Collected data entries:

════════════════════

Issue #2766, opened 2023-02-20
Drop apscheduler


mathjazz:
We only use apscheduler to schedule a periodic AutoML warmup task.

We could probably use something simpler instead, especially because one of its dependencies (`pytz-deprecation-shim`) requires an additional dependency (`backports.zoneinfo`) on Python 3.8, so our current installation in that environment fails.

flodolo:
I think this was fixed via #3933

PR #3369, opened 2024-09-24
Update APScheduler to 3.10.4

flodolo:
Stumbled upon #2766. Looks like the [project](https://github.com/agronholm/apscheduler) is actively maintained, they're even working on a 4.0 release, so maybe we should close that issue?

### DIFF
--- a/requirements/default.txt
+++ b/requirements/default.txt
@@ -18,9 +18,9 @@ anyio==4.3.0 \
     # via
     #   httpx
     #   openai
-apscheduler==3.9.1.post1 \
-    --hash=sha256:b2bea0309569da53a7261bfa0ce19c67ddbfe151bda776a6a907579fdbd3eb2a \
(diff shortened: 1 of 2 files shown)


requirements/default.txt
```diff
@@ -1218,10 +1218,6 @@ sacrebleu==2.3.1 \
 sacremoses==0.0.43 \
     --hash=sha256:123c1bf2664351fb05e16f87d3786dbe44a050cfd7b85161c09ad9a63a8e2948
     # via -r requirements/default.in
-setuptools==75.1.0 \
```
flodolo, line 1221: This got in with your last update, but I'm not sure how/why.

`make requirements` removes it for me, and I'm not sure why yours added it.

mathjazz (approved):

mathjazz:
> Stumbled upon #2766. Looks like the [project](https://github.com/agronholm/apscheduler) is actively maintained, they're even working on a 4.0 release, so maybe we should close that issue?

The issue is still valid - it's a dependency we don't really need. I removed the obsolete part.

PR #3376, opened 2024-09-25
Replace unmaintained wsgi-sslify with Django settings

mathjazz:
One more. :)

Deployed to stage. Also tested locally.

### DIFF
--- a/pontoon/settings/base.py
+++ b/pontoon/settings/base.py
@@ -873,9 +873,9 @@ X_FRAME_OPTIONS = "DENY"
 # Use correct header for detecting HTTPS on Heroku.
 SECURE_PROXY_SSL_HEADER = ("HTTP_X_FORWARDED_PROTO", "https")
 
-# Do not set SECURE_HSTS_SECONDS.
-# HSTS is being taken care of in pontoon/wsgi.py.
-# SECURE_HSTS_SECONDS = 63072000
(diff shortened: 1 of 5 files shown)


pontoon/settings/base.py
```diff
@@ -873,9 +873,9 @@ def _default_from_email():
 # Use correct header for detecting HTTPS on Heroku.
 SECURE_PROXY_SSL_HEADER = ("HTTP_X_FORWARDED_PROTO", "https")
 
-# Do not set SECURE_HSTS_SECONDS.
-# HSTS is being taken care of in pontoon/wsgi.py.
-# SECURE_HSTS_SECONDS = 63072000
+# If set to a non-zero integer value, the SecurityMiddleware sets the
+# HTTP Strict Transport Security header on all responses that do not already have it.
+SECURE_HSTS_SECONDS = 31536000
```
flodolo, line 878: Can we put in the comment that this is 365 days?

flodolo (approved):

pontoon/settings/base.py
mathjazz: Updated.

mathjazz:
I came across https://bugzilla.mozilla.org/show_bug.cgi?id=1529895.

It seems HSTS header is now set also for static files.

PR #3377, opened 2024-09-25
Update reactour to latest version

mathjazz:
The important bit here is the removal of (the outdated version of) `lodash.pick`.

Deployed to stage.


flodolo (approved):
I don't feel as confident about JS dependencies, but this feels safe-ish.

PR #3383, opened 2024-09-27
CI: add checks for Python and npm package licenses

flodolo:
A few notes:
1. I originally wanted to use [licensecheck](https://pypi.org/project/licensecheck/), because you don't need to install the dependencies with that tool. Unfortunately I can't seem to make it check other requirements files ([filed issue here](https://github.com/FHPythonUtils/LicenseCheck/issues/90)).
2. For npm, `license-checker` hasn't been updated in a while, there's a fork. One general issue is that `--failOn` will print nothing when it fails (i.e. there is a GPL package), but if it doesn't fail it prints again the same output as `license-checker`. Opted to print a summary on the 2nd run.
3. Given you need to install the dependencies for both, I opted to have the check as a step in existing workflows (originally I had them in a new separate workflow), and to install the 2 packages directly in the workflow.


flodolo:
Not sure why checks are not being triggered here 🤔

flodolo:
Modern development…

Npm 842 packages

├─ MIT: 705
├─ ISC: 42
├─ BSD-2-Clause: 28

════════════════════

Set down the data once more, word for word.

**ANSWER TO THE PROBLEM**
Issue #2766, opened 2023-02-20
Drop apscheduler


mathjazz:
We only use apscheduler to schedule a periodic AutoML warmup task.

We could probably use something simpler instead, especially because one of its dependencies (`pytz-deprecation-shim`) requires an additional dependency (`backports.zoneinfo`) on Python 3.8, so our current installation in that environment fails.

flodolo:
I think this was fixed via #3933

PR #3369, opened 2024-09-24
Update APScheduler to 3.10.4

flodolo:
Stumbled upon #2766. Looks like the [project](https://github.com/agronholm/apscheduler) is actively maintained, they're even working on a 4.0 release, so maybe we should close that issue?

### DIFF
--- a/requirements/default.txt
+++ b/requirements/default.txt
@@ -18,9 +18,9 @@ anyio==4.3.0 \
     # via
     #   httpx
     #   openai
-apscheduler==3.9.1.post1 \
-    --hash=sha256:b2bea0309569da53a7261bfa0ce19c67ddbfe151bda776a6a907579fdbd3eb2a \
(diff shortened: 1 of 2 files shown)


requirements/default.txt
```diff
@@ -1218,10 +1218,6 @@ sacrebleu==2.3.1 \
 sacremoses==0.0.43 \
     --hash=sha256:123c1bf2664351fb05e16f87d3786dbe44a050cfd7b85161c09ad9a63a8e2948
     # via -r requirements/default.in
-setuptools==75.1.0 \
```
flodolo, line 1221: This got in with your last update, but I'm not sure how/why.

`make requirements` removes it for me, and I'm not sure why yours added it.

mathjazz (approved):

mathjazz:
> Stumbled upon #2766. Looks like the [project](https://github.com/agronholm/apscheduler) is actively maintained, they're even working on a 4.0 release, so maybe we should close that issue?

The issue is still valid - it's a dependency we don't really need. I removed the obsolete part.

PR #3376, opened 2024-09-25
Replace unmaintained wsgi-sslify with Django settings

mathjazz:
One more. :)

Deployed to stage. Also tested locally.

### DIFF
--- a/pontoon/settings/base.py
+++ b/pontoon/settings/base.py
@@ -873,9 +873,9 @@ X_FRAME_OPTIONS = "DENY"
 # Use correct header for detecting HTTPS on Heroku.
 SECURE_PROXY_SSL_HEADER = ("HTTP_X_FORWARDED_PROTO", "https")
 
-# Do not set SECURE_HSTS_SECONDS.
-# HSTS is being taken care of in pontoon/wsgi.py.
-# SECURE_HSTS_SECONDS = 63072000
(diff shortened: 1 of 5 files shown)


pontoon/settings/base.py
```diff
@@ -873,9 +873,9 @@ def _default_from_email():
 # Use correct header for detecting HTTPS on Heroku.
 SECURE_PROXY_SSL_HEADER = ("HTTP_X_FORWARDED_PROTO", "https")
 
-# Do not set SECURE_HSTS_SECONDS.
-# HSTS is being taken care of in pontoon/wsgi.py.
-# SECURE_HSTS_SECONDS = 63072000
+# If set to a non-zero integer value, the SecurityMiddleware sets the
+# HTTP Strict Transport Security header on all responses that do not already have it.
+SECURE_HSTS_SECONDS = 31536000
```
flodolo, line 878: Can we put in the comment that this is 365 days?

flodolo (approved):

pontoon/settings/base.py
mathjazz: Updated.

mathjazz:
I came across https://bugzilla.mozilla.org/show_bug.cgi?id=1529895.

It seems HSTS header is now set also for static files.

PR #3377, opened 2024-09-25
Update reactour to latest version

mathjazz:
The important bit here is the removal of (the outdated version of) `lodash.pick`.

Deployed to stage.


flodolo (approved):
I don't feel as confident about JS dependencies, but this feels safe-ish.

PR #3383, opened 2024-09-27
CI: add checks for Python and npm package licenses

flodolo:
A few notes:
1. I originally wanted to use [licensecheck](https://pypi.org/project/licensecheck/), because you don't need to install the dependencies with that tool. Unfortunately I can't seem to make it check other requirements files ([filed issue here](https://github.com/FHPythonUtils/LicenseCheck/issues/90)).
2. For npm, `license-checker` hasn't been updated in a while, there's a fork. One general issue is that `--failOn` will print nothing when it fails (i.e. there is a GPL package), but if it doesn't fail it prints again the same output as `license-checker`. Opted to print a summary on the 2nd run.
3. Given you need to install the dependencies for both, I opted to have the check as a step in existing workflows (originally I had them in a new separate workflow), and to install the 2 packages directly in the workflow.


flodolo:
Not sure why checks are not being triggered here 🤔

flodolo:
Modern development…

Npm 842 packages

├─ MIT: 705
├─ ISC: 42
├─ BSD-2-Clause: 28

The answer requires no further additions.